I am going to make up 10 Minute Table Runners for the church bazaar in Thanksgiving and Christmas colors.

Tuesday, August 7, 2012

Family Birthdays

August brings us Stan's and Mina's birthdays, which we celebrated together on Sunday at one of our favorite Mexican restaurants.  Both of my boys were able to join us so that made it extra special for me.

My youngest picked out a funny card for Stan, all pink and sparkly, an odd thing to give a Marine, but it tickled my youngest a lot to get it.

I made Mina a little gift card holder and the boys and I made sure she could have fun shopping.  Stan received gift cards from the boys and cash from me, but I also made him some pillowcases.

Marine Pillowcases

It was the first time the entire family had been together since Alaska, and I enjoyed having everyone together very much.

Sunday, August 5, 2012

One Down

Army boy's leave is over.  He leaves at noon today.  He was here until 4:30 A.M. this morning.  I didn't last that long, but I was up listening to them all laugh until 2:00 A.M.

He will be in Korea for 2 years.  We are hoping he will be here for the redhead's wedding next summer.

I will miss his stealthy self.  I was getting used to the nightly scare when I would turn around in the kitchen to find him getting water out of the fridge.  That boy never makes a sound.

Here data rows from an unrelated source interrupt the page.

PR #1760, opened 2026-05-29
feat: integrate OpenAPI generated clients

arnautov-anton:


src/messageComposer/attachmentManager.ts
```diff
@@ -448,8 +450,12 @@ export class AttachmentManager {
       localAttachment.thumb_url = fileLike.thumb_url;
     }
 
-    if (isFileReference(fileLike) && fileLike.duration) {
-      localAttachment.duration = fileLike.duration;
+    if (
+      isFileReference(fileLike) &&
+      fileLike.duration &&
+      localAttachment.type === 'voiceRecording'
```
arnautov-anton, line 464: 👀

arnautov-anton: From my personal testing, `duration` and `waveform_data` appeared only on attachments of type `voiceRecording` the rest seem to not have been using these properties so I clarified it here to make TS happy.

src/gen/models/index.ts
```diff
@@ -0,0 +1,12662 @@
...
+  next?: string;
+
+  prev?: string;
+}
+
+export interface QueryBannedUsersPayload {
+  /**
+   * Filter conditions to apply to the query
+   */
+  filter_conditions: Filters<{
```
arnautov-anton, line 7511: Filters are now part of the generated files.

src/gen/models/index.ts
```diff
@@ -0,0 +1,12662 @@
...
+
+  /**
+   * User ID
+   */
+  user_id: string;
+
+  /**
+   * Custom data for this object
+   */
+  custom: CustomReactionData;
```
arnautov-anton, line 9029: `custom` fields are populated with a different, JS-based script. I wasn's sure how to integrate this within the OAPI generator - I'm open to suggestions though.

src/logger.ts
```diff
@@ -0,0 +1,28 @@
...
+
+/**
+ * @internal
+ */
+export type ScopedLogger = scopedLogger.Logger<ChatLoggerScope>;
+
+export { LogLevelEnum } from '@stream-io/logger';
+export type { ConfigureLoggersOptions, LogLevel, Sink } from '@stream-io/logger';
+
+export const chatLoggerSystem = scopedLogger.createLoggerSystem<ChatLoggerScope>();
```
arnautov-anton, line 28: The project now uses our logging system, no more `this.logger`.

src/poll.ts
```diff
@@ -74,16 +46,16 @@ export type PollOptionVotesQueryParams = {
...
 type OptionId = string;
 
-export type PollState = Omit<PollResponse, 'own_votes' | 'id'> & {
+export type PollState = Omit<PollResponse_old, 'own_votes' | 'id'> & {
   lastActivityAt: Date; // todo: would be ideal to get this from the BE
   maxVotedOptionIds: OptionId[];
-  ownVotesByOptionId: Record<OptionId, PollVote>;
-  ownAnswer?: PollAnswer; // each user can have only one answer
+  ownVotesByOptionId: Record<OptionId, PollVoteResponseData>;
+  ownAnswer?: PollVoteResponseData; // each user can have only one answer
```
arnautov-anton, line 53: @MartinCupela - I've tried porting poll-related types to the generated ones, but there were some inconsitencies and that's why `PollResponse_old` has been kept. We should make sure to drop it before official v10 release though.

src/utils.ts
```diff
@@ -131,29 +130,12 @@ export function addFileToFormData(
...
-      console.warn(
-        "client._buildSort() - multiple fields in a single sort object detected. Object's field order is not guaranteed",
-      );
-    }
-    for (const [field, direction] of entries) {
-      sortFields.push({ field, direction });
-    }
-  }
-  return sortFields;
-}
```
arnautov-anton, line 173: Sort normalization has been dropped, we no longer accept the object version or even short array version:
```ts
{ pinned_at: -1, archived_at: 1 }
// or
[{ pinned_at: -1 }, { archived_at: 1 }]
```
The new version should look like this:
```ts
[{ field: "pinned_at", direction: -1 }, { field: "archived_at", direction: 1 }]
```
This version also allows to pass `type` property which allows casting of a value to the specified type before sorting.

src/types.ts
```diff
@@ -2203,246 +629,38 @@ export type QueryFilter<ObjectType = string> =
...
-  reply_count?: AscDesc;
-  text?: AscDesc;
-  type?: AscDesc;
-  updated_at?: AscDesc;
-  'user.id'?: AscDesc;
-};
+export type ReactionSort = SortParamRequest[];
 
-export type SearchMessageSort = SearchMessageSortBase | Array<SearchMessageSortBase>;
+export type ChannelSort = SortParamRequest[];
```
arnautov-anton, line 642: All of these are the same and are fixed types without key suggestion - we should revisit this and generate this in a similar manner we generate filters.

src/channel_state.ts
```diff
@@ -228,48 +229,49 @@ export class ChannelState {
...
-        ) {
-          this.last_message_at = new Date(message.created_at.getTime());
-        }
+      if (
+        !shouldSkipLastMessageAtUpdate &&
+        (!this.last_message_at ||
+          message.created_at.getTime() > this.last_message_at.getTime())
+      ) {
+        this.last_message_at = new Date(message.created_at.getTime());
       }
```
arnautov-anton, line 275: This is the biggest change I can think of - first, notice the bracked placement after `message = this.formatMessage(messagesToAdd[i]);` and second message has been considered a `LocalMessage` if it had `created_at` converted to a `Date` instance. Newly - message is considered local if it has been given `status` field which is not being delivered as part of the response. Some of the SDK code relies on this field to be present in the messages received through the WS events - I'm not sure how that worked previously, I'll mark it in the `stream-chat-react` for further discussion.

src/messageComposer/attachmentManager.ts
isekovanic: Can they not also appear in audio attachments in general ? Like an audio file specifically

src/poll.ts
isekovanic: Hmm what were the inconsistencies ? Has the `polls` API changed ?

src/messageComposer/middleware/messageComposer/cleanData.ts
```diff
@@ -39,7 +39,7 @@ export const createCompositionDataCleanupMiddleware = (
           ...editedMessagePayloadToBeSent,
           ...state.message,
           ...common,
-        },
+        } as typeof state.message,
```
isekovanic, line 42: shouldn't this already be correct ? why do we need the type query ?

src/client.ts
```diff
@@ -374,22 +178,43 @@ export class StreamChat {
...
-  userID?: string;
   wsBaseURL?: string;
   wsConnection: StableWSConnection | null;
   wsFallback?: WSConnectionFallback;
   wsPromise: ConnectAPIResponse | null;
-  consecutiveFailures: number;
+  get anonymous(): boolean {
+    return this.user?.anon ?? false;
+  }
+  get userId() {
```
isekovanic, line 197: While I welcome the switch, I have 2 questions:

1. Since `client.userID` is used very, very heavily pretty much everywhere - does it not mean it will make the migration have significantly more surface. Are we sure we want this ? I know it's a breaking change but just thinking about the migration itself.
2. Are we certain `this.user?.id` is always going to be correct ? Is this how we inferred `client.userID` as well in the past ? I genuinely can't remember, asking because of the incredibly large surface it covers

src/client.ts
```diff
@@ -374,22 +178,43 @@ export class StreamChat {
...
+    return this.user?.id;
+  }
+  /**
+   * @deprecated Use `userId` instead.
+   */
+  get userID() {
```
isekovanic, line 203: Probably just ditch these  if we're switching to the (much better) camel case

src/client.ts
```diff
@@ -446,60 +271,37 @@ export class StreamChat {
...
-    }
-
-    this.axiosInstance = axios.create(this.options);
+    this.axiosInstance = axios.create({
+      timeout: 3000,
+      withCredentials: false,
+      httpsAgent: this.node
+        ? new https.Agent({ keepAlive: true, keepAliveMsecs: 3000 })
+        : undefined,
+      ...this.options.axiosRequestConfig,
```
isekovanic, line 292: does the full request config go into `axiosRequestConfig` now ? because on RN we also have an adapter for our HTTP client as we need it to provide native multipart uploads, it looks like this is the case but just wanna double check

src/channel_state.ts
isekovanic: This will all be out of scope on V10 very soon (perhaps it might need to be ported to `messagePaginator` though ?)

src/messageComposer/middleware/messageComposer/cleanData.ts
arnautov-anton: There are some inconsistencies like this one - I tried to reduce them as much as possible but some prevailed because without the assertion they kept throwing errors. Did not dig deeper as to why, that's for part two I suppose.

src/client.ts
arnautov-anton: I'd be worried if v10 was still supporting server-side functionality - that's where I'd expect `userID` to be problematic but since the new version supports client-side only and user is required for all BE interactions then I don't think this should be a problem whatsoever. User should be set during connection, updated through events and cleaned up on disconnects.

arnautov-anton: I may be wrong but I'd rather keep it simple going forward. Given the possibility of AI-accelerated migrations I feel like it should not cause troubles. I have not noticed any hurdles during `stream-chat-react` migration anyway.

src/client.ts
arnautov-anton: Yes - I did not like that Axios-specific settings were both part of the `StreamChatOptions` (spread) and as a separate key in `axiosRequestConfig` - it was a mess. Now everything Axios-related lives in that particular property.

arnautov-anton: Also see: https://github.com/GetStream/stream-chat-js/blob/8becc277a8e8ec604095d7637b7df3a0a7411c2f/src/api-client.ts#L126-L157

src/poll.ts
arnautov-anton: Ooops, forgot to reply to this one. I think it all revolves around `PollEnrichData` which are not present in the OAPI spec, I suppose those are either custom or local data of sorts, not sure.

src/channel_state.ts
MartinCupela: This is already dead on my branch :)

src/poll.ts
isekovanic: Aaaah yes you did mention that on the OAPI presentation, right 👍 

It was neither, but it was like a intermediary type that was added to polls from the BE team if I remember correctly (@MartinCupela can correct me if I'm wrong here). I guess all of the things are now merged into the generic poll type so it should be alright if that's indeed the case

MartinCupela (approved):

src/client.ts
isekovanic: Great, so long as we pass everything still I'm good with it 🤝 Thank you !

isekovanic (approved):

src/messageComposer/attachmentManager.ts
isekovanic: Handled offline, `waveform` and `duration` are custom fields in fact - so we can't have any surprises here specifically. I retract this :D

Yes, I know that at 22 he is really a man.  But they will always be boys to me.  

Saturday, August 4, 2012

My Guys

Not the greatest pics, but trying to get these four/five guys to behave for a picture is almost impossible.  First we had to get one to come out from under the table, and then when he did he kept moving so most of the pics are blurry.  The next challenge was to get them all with their eyes open since they kept laughing and the red headed one almost always closes his eyes when he laughs. 

No matter what, they are my guys and I love each and every one of them.

One is under the table


Aww, we got him to come out



The 4 Amigos, All College Grads, All Employed


Friday, August 3, 2012

Finding Me - Scary Stuff

This finding me year is scary stuff.  

One of the problems I have with finding me is that I never see myself as others do, and I am always surprised by what they have to say, usually pleasantly. I know it is because I have a bad self-image.  Something I have battled all my life, and don't see myself getting over any time soon.

Tonight the boys all asked me to play Citadels with them, so I went into the Man Cave and played a game.  During the game we were all talking about a project I have been working on, and all the advice I have been getting regarding said project. I mentioned to the boys that someone suggested I show my skill sets during this project, but that I was not sure I had any skill sets to show off.  The boys immediately started talking about how my skill set was that I was a people person.  The youngest said it was obvious by how strangers came up to me in stores to ask for help and/or tell me their problems or life story.  It was nice to hear what the boys thought. It was nice that they even notice.  

I will continue on this path of finding me, but I will do so with shaking knees and an upset stomach most of the time.